Greg Cunnington, director of lender relationships and new homes, Alexander Hall, welcomed the move and said it was great news for this ‘important’ part of the market.

“The more support for buyers with a 5% deposit in the market the better,” he said.

“Aldermore’s flexible approach to underwriting, and ability to manually assess client scenarios, means this move will help even more buyers to be able to enter the property market once more.

“The products being available to home movers and buyers of new build houses is fantastic news, and these product launches will be very well received by intermediaries such as ourselves.”

The 95% LTV products being launched consist of a two-year fixed rate of 5.08% (£999 fee purchase only) and a five-year fixed deal at 5.28% (£999 fee purchase only).

Their release comes as Aldermore bank reduced the rates on its 85% and 90% LTV products.

Jon Cooper, head of mortgage distribution at Aldermore, said: “We’re delighted to be one of the first lenders to reintroduce our 95% LTV proposition to meet the strong demand from first-time buyers right now.

“Lockdown has given many people the chance to focus on their long term goals and, with three fifths (63%) of first time buyers saying they are now more motivated to buy, we want to provide greater choice and opportunity to help new buyers realise their dreams of becoming home owners.

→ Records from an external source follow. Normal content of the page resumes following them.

PR #5515, opened 2023-02-23
[Wasm GC] Parse (sub $super _) for array, func, and struct

wingo:
The pretty-printer will still serialize these using the old func_subtype, array_subtype, and struct_subtype syntax, though.

### DIFF
--- a/src/wasm/wasm-s-parser.cpp
+++ b/src/wasm/wasm-s-parser.cpp
@@ -52,8 +52,7 @@ namespace wasm {
 static Name STRUCT("struct"), FIELD("field"), ARRAY("array"),
   FUNC_SUBTYPE("func_subtype"), STRUCT_SUBTYPE("struct_subtype"),
   ARRAY_SUBTYPE("array_subtype"), EXTENDS("extends"), REC("rec"), I8("i8"),
-  I16("i16"), DECLARE("declare"), ITEM("item"), OFFSET("offset"),
-  SUB("sub");
+  I16("i16"), DECLARE("declare"), ITEM("item"), OFFSET("offset"), SUB("sub");
 
 static Address getAddress(const Element* s) {
   return std::stoll(s->toString());
@@ -905,12 +904,12 @@ void SExpressionWasmBuilder::preParseHeapTypes(Element& module) {
         throw ParseException("invalid 'sub' form", kind.line, kind.col);
       }
       super = def[1];
-      Element &subtype = *def[2];
+      Element& subtype = *def[2];
       if (!subtype.isList() || subtype.size() < 1) {
-        throw ParseException("invalid subtype definition", subtype.line,
-                             subtype.col);
+        throw ParseException(
+          "invalid subtype definition", subtype.line, subtype.col);
       }
-      Element &subtypeKind = *subtype[0];
+      Element& subtypeKind = *subtype[0];
       if (subtypeKind == FUNC) {
         builder[index] = parseSignatureDef(subtype, 0);
       } else if (subtypeKind == STRUCT) {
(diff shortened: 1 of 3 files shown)


test/lit/wat-kitchen-sink.wast
```diff
@@ -121,6 +121,9 @@
  ;; CHECK:      (type $s8 (struct (field i32) (field i64) (field $z f32) (field f64) (field (mut i32))))
  (type $s8 (struct i32 (field) i64 (field $z f32) (field f64 (mut i32))))
 
+ ;; CHECK:      (type $s9 (struct_subtype (field i32) $s2))
+ (type $s9) (sub $s2 (struct i64))
```
kripken, line 125:
```suggestion
 (type $s9 (sub $s2 (struct i64)))
```
I think?

src/wasm/wasm-s-parser.cpp
```diff
@@ -898,30 +899,62 @@ void SExpressionWasmBuilder::preParseHeapTypes(Element& module) {
...
-      } else if (kind == FUNC_SUBTYPE && super->str() == FUNC) {
-        // OK; no supertype
-        super = nullptr;
-      } else if ((kind == STRUCT_SUBTYPE || kind == ARRAY_SUBTYPE) &&
-                 super->str() == DATA) {
-        // OK; no supertype
-        super = nullptr;
+    if (kind == SUB) {
+      if (def.size() != 3) {
+        throw ParseException("invalid `sub' form", kind.line, kind.col);
```
tlively, line 905: I don't think we have precedent for using backticks in messages.
```suggestion
        throw ParseException("invalid 'sub' form", kind.line, kind.col);
```

test/lit/wat-kitchen-sink.wast
tlively: I would not expect wat-kitchen-sink.wast to change at all, since it tests the new parser but you modified the old parser. The new parser should already parse the standards-track format.

wingo:
Thanks for the feedback, and apologies for the month delay!  I changed the error message to have straight ticks and reverted the test change.

tlively:
Thanks! I do think it would be good to have a test for this, just not in that particular file. How about porting test/lit/isorecursive-good.wast to the new syntax?

wingo:
ran clang-format, updated isorecursive-good.test though i have not been able to run it yet :/

tlively:
Is there a problem trying to run the test that we can help with? `./check.py lit` or `bin/binaryen-lit test/lit/isorecursive-good.wast` should work after you've installed filecheck and lit via `pip3 install -r requirements-dev.txt`.

wingo:
> Is there a problem trying to run the test that we can help with? `./check.py lit` or `bin/binaryen-lit test/lit/isorecursive-good.wast` should work after you've installed filecheck and lit via `pip3 install -r requirements-dev.txt`.

Thank you for this note, not sure how i missed this incantation in the `README.md`.  The test passes for me though I see that apparently CI is not working.  (Could you flip the bit for me that makes CI run automatically?  Otherwise feedback/refresh cycles are longer.)

wingo:
Followup patch fixes bug subtyping `$func` which would be seen as subtyping `func`; same with `$data`.

src/wasm/wasm-s-parser.cpp
```diff
@@ -898,30 +898,62 @@ void SExpressionWasmBuilder::preParseHeapTypes(Element& module) {
...
-        super = nullptr;
-      } else if ((kind == STRUCT_SUBTYPE || kind == ARRAY_SUBTYPE) &&
-                 super->str() == DATA) {
-        // OK; no supertype
-        super = nullptr;
+    if (kind == SUB) {
+      if (def.size() != 3) {
+        throw ParseException("invalid 'sub' form", kind.line, kind.col);
+      }
+      super = def[1];
```
tlively, line 906: The standard format also allows `sub` definitions with zero specified supertypes, but we don't need to support that in this patch (or even in this parser, probably).

tlively (approved):

wingo:
thanks for your patience @tlively :)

“While initially introduced for a limited time period, we look forward to permanently introducing our 95% LTV proposition in the near future.”

He added: “Aldermore has been a big supporter of the Help to Buy scheme since 2013 and continue to support the equity loan and ISA products.

“But as the market has evolved rapidly the past few years, we believe we can serve low-deposit first time buyers better going forward, in particular those that are self-employed or that have had credit issues in their past, with our own products and services independent of the scheme.”